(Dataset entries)
= Beginning of Section =

PR #793, opened 2023-01-31
simplify container-wide derived impls

janpetschexain:
**Summary**

simplify some container-wide derived impls for code size reduction and readability:
- if a struct derives `Default` and `Deserialize` and annotates all fields with `#[serde(default)]`, then the whole struct can instead be annotated. this also removes the need for the single `default_NAME()` functions as the values can be declared directly in the `Default` impl
- if a struct derives `AsRef` and annotates all fields with `#[as_ref]`, then the annotation on the fields can just be skipped as the derived `AsRef` applies to all of them anyways (if the derived impls are not conflicting, which fails to compile with the attributes as well)


rustonaut (approved):
lgtm

janpetschexain:
bors merge

PR #795, opened 2023-01-31
[Merged by Bors] - ET-3957 optionally store user history

janpetschexain:
**Reference**

- [ET-3957]

**Summary**

- add `store_user_history` flag to the `PersonalizationConfig`, defaults to `true`
- `interactions` endpoint: only store the user history in the `interaction` table if the flag is set
- `personalized_documents` endpoint: only fetch the user history from the `interaction` table (for the excluded docs list) if the flag is set (otherwise no docs are excluded)

[ET-3957]: https://xainag.atlassian.net/browse/ET-3957?atlOrigin=eyJpIjoiNWRkNTljNzYxNjVmNDY3MDlhMDU5Y2ZhYzA5YTRkZjUiLCJwIjoiZ2l0aHViLWNvbS1KU1cifQ

### DIFF
--- a/web-api/src/personalization/routes.rs
+++ b/web-api/src/personalization/routes.rs
@@ -123,6 +123,7 @@ pub(crate) async fn update_interactions(
         storage,
         user_id,
         &document_ids,
+        store_user_history,
         |context| {
             match document_id_to_interaction_type[&context.document.id] {
                 UserInteractionType::Positive => {
@@ -139,7 +140,6 @@ pub(crate) async fn update_interactions(
                 }
             }
         },
-        store_user_history,
     )
     .await?;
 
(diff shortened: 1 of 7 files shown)


web-api/src/personalization/routes.rs
```diff
@@ -111,19 +119,28 @@ pub(crate) async fn update_interactions(
...
+                        context.positive_cois,
+                        &context.document.embedding,
+                    )
                     .clone()
+                }
             }
-        }
-    })
+        },
+        store_user_history,
```
rustonaut, line 142: :art: Maybe we should move it before the closure, I'm not sure if it's just because of the diff, but it's quite easy to miss.

rustonaut (approved):
lgtm, maybe move the position of the `store_user_history` in the parameter list

janpetschexain:
bors merge

PR #796, opened 2023-01-31
[Merged by Bors] - Specify better what documents are returned

acrrd:


web-api/openapi/front_office.yaml
```diff
@@ -39,7 +39,8 @@ paths:
         Returns a list of documents personalized for the given `user_id`.
         Each document contains the id, the score and the properties that are attached to the document.
         The score is a value between 0 and 1 where a higher value means that the document matches the preferences of the user better.
-        Note that you can request personalized documents for a specific `user_id`, only after that same `user_id` has made at least one interaction via our system.
+        Documents that have been interacted with by the user are filtered out from the result.        
+        Note that you can request personalized documents for a specific `user_id`, only after that same `user_id` has made enough interaction via our system.
```
acrrd, line 43: Here I changed "one" with "enough". The number depends on the configuration of the system. Our default is one, but it is not necessarily one. For some customers, the value will be different.

janpetschexain, line 43: :art: typo
```suggestion
        Note that you can request personalized documents for a specific `user_id`, only after that same `user_id` has made enough interactions via our system.
```

janpetschexain (commented):
❓ don't we have to bump the version to `rc9` in both yaml files?

acrrd:
I would avoid that for these changes. We didn't change how the API behaves, but we write it down in the spec so everyone is aware.

web-api/openapi/front_office.yaml
janpetschexain: not sure if there is a push missing, but the typo is still there even after this was marked as resolved.

acrrd: I told Github to commit this from the interface. Apparently that didn't work

janpetschexain (approved):

acrrd:
bors merge

PR #797, opened 2023-01-31
[Merged by Bors] - backport refactorings and improvements from nc repo

rustonaut:
This PR back-ports various refactoring/improvements from the nc repo.

Here a list of changes in order they where committed to the branch:

1.  separated  config loading from the rest of the application
    - for now this is just about separation of concerns
    - long term it allows us to reuse it as library/crate, which is needed if we either have more projects or need to change/
    extend the nc project more then we expect
2. separated net/actix setup code from the rest of the application
    - same reason as config separation
    - not back-ported, but  due to differences it is really useful for later changes (`AppHandle`)
3. inline config
    - allow passing the config as cmdline arg by prefixing it with `inline:`
    - nice for testing with test specific confics without spreading test config/code across multiple files
5. spawn server and return `AppHandle`
    - spawn server so that we can continue with running tests
    - `AppHandle` allows stopping the server
    - `AppHandle` allows waiting for the server to stop and get the execution result
6. use `env!("CARGO_BIN_NAME")` for env prefix

A good part of the changes are code which was moved in this repo (like a 1/3 or more), or moved from the nc repo.


web-api/src/net.rs
```diff
@@ -0,0 +1,183 @@
+// Copyright 2022 Xayn AG
```
rustonaut, line 1: This file is basically [web-api/src/server/config.rs](https://github.com/xaynetwork/xayn_discovery_engine/pull/797/files#diff-47f02916c7b3ffff14ac94561d1f7071709ddcc9ca1c8a7be2e137a3e7f9b61b) with an additional `start_actix_server` function, separating most "net" related server setup (bind and tcp option setup, start/stopping listening, transport compression, etc.)

web-api/src/net.rs
```diff
@@ -0,0 +1,183 @@
...
+    let app_state = web::Data::new(app_state);
+
+    let server = HttpServer::new(move || {
+        App::new()
+            .app_data(app_state.clone())
+            .app_data(json_config.clone())
+            .service(web::resource("/health").route(web::get().to(HttpResponse::Ok)))
+            .configure(&configure_services)
+            .wrap_fn(wrap_non_json_errors)
+            .wrap_fn(tracing_log_request)
```
rustonaut, line 110: perfectly would be to not have this here because while most other things can still count as net related (with a bit of hand waving)  this clearly is not. But due to how the `App` type changes with wrappers it's just much easier to keep it here. At least as long as we don't want to make this a lib we re-use from other services.

web-api/src/config.rs
```diff
@@ -0,0 +1,80 @@
...
+use std::{ffi::OsString, fmt::Display, process::exit};
+
+use clap::{CommandFactory, Parser};
+use serde::{de::DeserializeOwned, Serialize};
+
+use self::{cli::Args, load_config::load_config};
+
+/// Loads the config with custom CLI args.
+///
+/// See [`Config.load()`].
```
janpetschexain, line 27: :wrench: this points to a non-existent item, i'm not sure why the ci doesn't complain about this 🤔 
```suggestion
/// See [`load()`].
```

web-api/src/net.rs
```diff
@@ -0,0 +1,183 @@
...
+        client_request_timeout,
+    } = app_state.as_ref();
+
+    let json_config = JsonConfig::default().limit(max_body_size);
+    let app_state = web::Data::new(app_state);
+
+    let server = HttpServer::new(move || {
+        App::new()
+            .app_data(app_state.clone())
+            .app_data(json_config.clone())
```
janpetschexain, line 106: :art: we could avoid to clone the whole `JsonConfig`
```suggestion
    let app_state = web::Data::new(app_state);
    let server = HttpServer::new(move || {
        App::new()
            .app_data(app_state.clone())
            .app_data(JsonConfig::default().limit(max_body_size))
```

web-api/src/config/load_config.rs
```diff
@@ -12,7 +12,7 @@
 // You should have received a copy of the GNU Affero General Public License
 // along with this program.  If not, see <https://www.gnu.org/licenses/>.
```
janpetschexain, line 14: :art: since this module is now a submodule of `config` we could simplify the name to `load` such that we import from `crate::config::load::*` instead of `crate::config::load_config::*`.

rustonaut: I actually wanted to fold it into `config.rs` as the methods in there are just thin wrappers around this, but didn't do that so that github shows it as moved instead of removed+added. I will do so now.

rustonaut: maybe now rename the parent into `load_config.rs`?? Idk.

web-api/src/net.rs
rustonaut: this is now re-creating it every time instead of cloning it, which is "in generally" something you should avoid with things passed to `app_data` as such things (if correctly done) are made to be cheap to copy by using `Arc` internally.

In the case of  `JsonConfig` it happens to not really make a difference in the way we use it as all `Arc`s inside of `JsonConfig`  are `Option<Arc<>>` and `None` with the settings we have, still I would prefer using the "recommended" stile as it the chance someone who add a setting to `JsonConfig` which involves an `Arc` would be prone to not reverting the proposed change and use `clone()` (at least if it's not one of us).

janpetschexain (commented):
it looks like you forgot to push some of the changes you commented on

janpetschexain (approved):
lgtm

rustonaut:
bors merge

PR #799, opened 2023-02-01
[Merged by Bors] - ET-3883 semantic search threshold

rustonaut:
Only consider candidates with a given minimal similarity for semantic search.

**References:**

- bases in #792 
- issue: ET-3883
- story: ET-3877

### DIFF
--- a/web-api/openapi/front_office.yaml
+++ b/web-api/openapi/front_office.yaml
@@ -1,7 +1,7 @@
 openapi: 3.0.3
 info:
   title: Front Office API
-  version: 1.0.0-rc8
+  version: 1.0.0-rc9
   description: |-
     # Front Office
     The front office is typically used within front-end apps, for example a website or a mobile application.
--- a/web-api/openapi/front_office.yaml
+++ b/web-api/openapi/front_office.yaml
@@ -129,6 +129,16 @@ paths:
             minimum: 1
             maximum: 100
             default: 10
+        - name: min_similarity
+          in: query
+          description: Minimum similarity a document has to have to be included.
+          required: false
+          schema:
+            type: number
+            format: float
+            minimum: 0
+            maximum: 1
+            default: 0
       responses:
         '200':
           description: successful operation
--- a/web-api/src/personalization/routes.rs
+++ b/web-api/src/personalization/routes.rs
@@ -307,6 +307,7 @@ async fn search_knn_documents(
                     k_neighbors,
                     num_candidates: count,
                     published_after,
+                    min_similarity: None,
                 },
             )
             .await
@@ -447,6 +448,7 @@ pub(crate) async fn personalize_documents_by(
 #[derive(Deserialize)]
 struct SemanticSearchQuery {
     count: Option<usize>,
+    min_similarity: Option<f32>,
 }
 
 impl SemanticSearchQuery {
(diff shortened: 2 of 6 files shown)


web-api/openapi/front_office.yaml
```diff
@@ -129,6 +129,16 @@ paths:
...
             maximum: 100
             default: 10
+        - name: min_similarity
+          in: query
+          description: Minimum similarity a document has to have to be included.
+          required: false
+          schema:
+            type: number
+            format: float
+            minimum: 0
```
janpetschexain, line 139: :wrench: we should set the minimum to `-1`. if someone provides this parameter but still wants to include all documents, then that wouldn't be possible with minimum `0`. it's likely not a common use case, but there is no reason to restrict this artificially.

web-api/src/personalization/routes.rs
```diff
@@ -461,6 +463,10 @@ impl SemanticSearchQuery {
             Err(BadRequest::from("count has to be at least 1").into())
         }
     }
+
+    fn min_similarity(&self) -> Option<f32> {
+        self.min_similarity.map(|value| value.clamp(0., 1.))
```
janpetschexain, line 468: :wrench: see the other comment
```suggestion
        self.min_similarity.map(|value| value.clamp(-1., 1.))
```

janpetschexain:
also, since this changes the api, the version in both yaml files need to be bumped.

web-api/openapi/front_office.yaml
rustonaut: AFIK scores of ES KNN search are between 0 and 1 so 0 should always include all values :thinking:

rustonaut:
:pushpin:  

> the version in both yaml files need to be bumped.

If we always want to keep the API version in sync could we `$ref` that to a `version.yaml` file? Or will tooling brake?

web-api/openapi/front_office.yaml
janpetschexain: ah i see, then there is a misunderstanding, the elastic score is indeed in `[0, 1]`. but since you named the parameter `min_similarity`, i automatically assumed that you are refererring to cosine similarity (i could have checked better the code using the param). to avoid such confusion also for others, i guess it's best to choose a different name for the param to better reflect its purpose. `min_score` would be an option, maybe also sth else.

janpetschexain:
> 📌
> 
> > the version in both yaml files need to be bumped.
> 
> If we always want to keep the API version in sync could we `$ref` that to a `version.yaml` file? Or will tooling brake?

i don't know if this breaks tooling, but it would indeed be better to specifiy the version only once.

web-api/openapi/front_office.yaml
rustonaut: The problem with `min_score` is that it's not the min score of `PersonalizedDocument.score` but a threshold applied to the similarity search only.  And as far as I can tell the score of ES is a similarity of some form, probably a `[-1;1]` similarity normalized to `[0;1]`. 

Also the mathematical properties of cosin similarity and similar should not be aspects our customers should worry about. The customer just knows there is some similarity search followed by some personalization and the threshold is on the similarity search.

rustonaut: Even for the scoring of the reranker we do there are reasons why we might want to transform it from `[-1;1]` to `[0;1]` depending on how we might want to handle certain things like negative reactions and differentiating between very dissimilar to a CoI (doesn't mean the user dislikes it, could be returned if we have nothing better) and disliked by a user (should mostly not be returned).

janpetschexain: normalization of scores is indeed a good point. so i guess we should leave this for now and handle it in a follow up 👌

rustonaut:
bors merge

PR #800, opened 2023-02-01
[Merged by Bors] - ET-3884 personalization of semantic search

rustonaut:
After finding similar documents (during which `min_similarity` is applied) does an additional personalization step.

Following should be done:

- [x] run similarity search normally (use `min_similarity` there) to get documents and get rank by similarity
- [x] code for resolving/parsing new query parameters
- [x]  get tag weights for documents and rank by tag weight 
- [x]  get cois and rank by interest
- [x] combine all ranks with a weighting
      - the ratio between similarity and interest+tag is `personalize_ratio`
      - the ratio between interest and tag is configured with the same config as it is for normal document personalization
- [x] set a new score based on the combined ranks 
- [ ]  ???~only apply the personlization on the top X found similar documents~???
- [x] update the openapi spec
     - [x] `personalize_for`
     - [x] `personalize_ratio`
     - [ ] ???~`personalization_count`~???
- [ ] decide what to do in case of not enough user interaction (fail or just as if `ratio == 0`?)
- [x] potentially update to combine scores instead of ranks

---

**References:**

- based on: #799 , #792 , #810
- issue: ET-3884
- story: ET-3877

### DIFF
--- a/web-api/src/personalization/rerank.rs
+++ b/web-api/src/personalization/rerank.rs
@@ -15,10 +15,28 @@
 use std::{cmp::Ordering, collections::HashMap, hash::Hash};
 
 use chrono::{DateTime, Utc};
-use itertools::{izip, Itertools};
+use itertools::Itertools;
 use xayn_ai_coi::{nan_safe_f32_cmp, nan_safe_f32_cmp_desc, CoiSystem, UserInterests};
 
 use crate::models::{DocumentId, DocumentTag, PersonalizedDocument};
+
+fn rank_keys_by_score<K, S>(
+    keys_with_score: impl IntoIterator<Item = (K, S)>,
+    mut sort_by: impl FnMut(&S, &S) -> Ordering,
+) -> HashMap<K, f32>
+where
+    K: Eq + Hash,
+{
+    keys_with_score
+        .into_iter()
+        .sorted_unstable_by(|(_, s1), (_, s2)| sort_by(s1, s2))
+        .enumerate()
+        .map(
+            #[allow(clippy::cast_precision_loss)] // index is small enough
+            |(index, (key, _))| (key, 1. / (1 + index) as f32),
+        )
+        .collect()
+}
 
 pub(super) fn rerank_by_interest(
     coi_system: &CoiSystem,
@@ -28,7 +46,7 @@ pub(super) fn rerank_by_interest(
 ) -> HashMap<DocumentId, f32> {
     let scores = coi_system.score(documents, interests, time);
     rank_keys_by_score(
-        izip!(documents.iter().map(|doc| doc.id.clone()), scores),
+        documents.iter().map(|doc| doc.id.clone()).zip(scores),
         nan_safe_f32_cmp_desc,
     )
 }
@@ -55,7 +73,7 @@ pub(super) fn rerank_by_tag_weight(
 /// The `score_weights` determine the ratios of the scores, it is ordered as
 /// `[interest_weight, tag_weight, elasticsearch_weight]`. The final score/ranking per document is
 /// calculated as the weighted sum of the scores.
-pub(super) fn rerank_by_score_interest_and_tag_weight(
+pub(super) fn rerank_by_scores(
     coi_system: &CoiSystem,
     documents: &mut [PersonalizedDocument],
     interests: &UserInterests,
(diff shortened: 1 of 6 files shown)


web-api/src/personalization/routes.rs
```diff
@@ -532,7 +555,29 @@ async fn semantic_search(
...
+    if let Some(personalize) = personalize {
+        let interest = storage::Interest::get(&state.storage, &personalize.for_user).await?;
+        let tag_weights = storage::Tag::get(&state.storage, &personalize.for_user).await?;
+
+        if !interest.has_enough(state.config.as_ref()) {
+            return Ok(Either::Right((
+                Json(PersonalizedDocumentsError::NotEnoughInteractions),
+                StatusCode::CONFLICT,
+            )));
+        }
```
rustonaut, line 567: :question: : It is not clear if this is the behavior we want or if we simple want to not personalize if there are not enough interactions.

web-api/src/personalization/rerank.rs
```diff
@@ -81,8 +95,11 @@ pub(super) fn rerank_by_interest_and_tag_weight(
...
     for document in documents.iter_mut() {
-        document.score = interest_ranks[&document.id]
+        let personalization_score = interest_ranks[&document.id]
             .merge_as_score(tag_weight_ranks[&document.id], interest_tag_bias);
+
+        document.score = personalization_ratio * personalization_score
+            + (1. - personalization_ratio) * document.score;
     }
 
     let secondary_sorting_factor = if interest_tag_bias >= 0.5 {
```
rustonaut, line 105: :question:  I just keep it the way it is, but it's not clear if we might want to change this depending on `persoanlization_bias`.

E.g. if personalization_bias < 0.5 sort by `(score, original_score)` and if it's `>= 0.5` sort by `(score, secondary_sorting_factor)` or similar.

web-api/src/personalization/rerank.rs
```diff
@@ -69,9 +69,23 @@ pub(super) fn rerank_by_tag_weights(
...
+///
+/// The `interest_tag_bias` determines the ratio of interest scoring to tag weight scoring.
+///
+/// The `personalization_ratio` determines the ratio of the current score to the combined score of
+/// interest and tag weight.
+///
+/// So the final score/ranking per document is calculated as:
+///
+/// 1. `personalization_score = interest_tag_bias * interest_score + (1-interest_tag_bias) * tag_score`
+/// 2. `personalization_ratio * personalization_score + (1-personalization_ratio) *  current_score`
```
janpetschexain, line 84: 🔧 an array of weights is more readable and it also doesn't hide quadratic influences like the current weight formula has, ie we would have a weight array `[interest_weight, tag_weight, elasticsearch_weight]` and the final score would be computed as a weighted sum `interest_weight * interest_score + tag_weight * tag_score + elasticsearch_weight * elasticsearch_score` (renamed `current_` to `elasticsearch_`).

i just discussed with @acrrd regarding the default config and we concluded that we need two different weight arrays for the `semantic_search` and the `personalized_documents` endpoints, we decided for `[0.4, 0.4, 0.2]` and `[0.5, 0.5, 0.0]` as default weights.

web-api/src/personalization/rerank.rs
janpetschexain: with the array of weights in mind, we can break ties by selecting the scores map related to the highest weight in the array.

web-api/src/personalization/routes.rs
janpetschexain: imo it's ok to fail in that case, i will ask in the daily about opinions on this.

janpetschexain (commented):
:wrench: the update for the spec is missing

web-api/src/personalization/rerank.rs
```diff
@@ -15,47 +15,46 @@
...
-use itertools::{izip, Itertools};
-use xayn_ai_coi::{nan_safe_f32_cmp_desc, CoiSystem, UserInterests};
+use itertools::Itertools;
+use xayn_ai_coi::{nan_safe_f32_cmp, nan_safe_f32_cmp_desc, CoiSystem, UserInterests};
 
 use crate::models::{DocumentId, DocumentTag, PersonalizedDocument};
 
-#[derive(Copy, Clone, PartialEq, Eq, PartialOrd, Ord)]
-#[repr(transparent)]
-pub(super) struct Rank(usize);
```
janpetschexain, line 25: this wrapper doesn't work well with the elasticsearch scores, since we would have to resort those to get an index just to get the score again right afterwards, and the elasticsearch score is also computed differently than the interest and tag scores. hence i just moved the `to_score()` logic into `rank_keys_by_score()`. the `merge_as_score()` logic is extended to more than two inputs and moved into `rerank_by_scores()`.

acrrd (approved):

janpetschexain:
bors merge

PR #802, opened 2023-02-01
[Merged by Bors] - Don't special case an interest_tag_bias of exactly 0.5.

rustonaut:


janpetschexain (changes requested):
the arbitrary ordering in case that of bias 0.5 and equal weights was a requirement by pink, please check with @PanicButtonPressed first if it's ok to change that.

rustonaut:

= End of Section =

- YOUR TASK
With "shortened" as the string to match, show every line of the entries above that has it.

- TASK RESPONSE
(diff shortened: 1 of 7 files shown)
(diff shortened: 2 of 6 files shown)
(diff shortened: 1 of 6 files shown)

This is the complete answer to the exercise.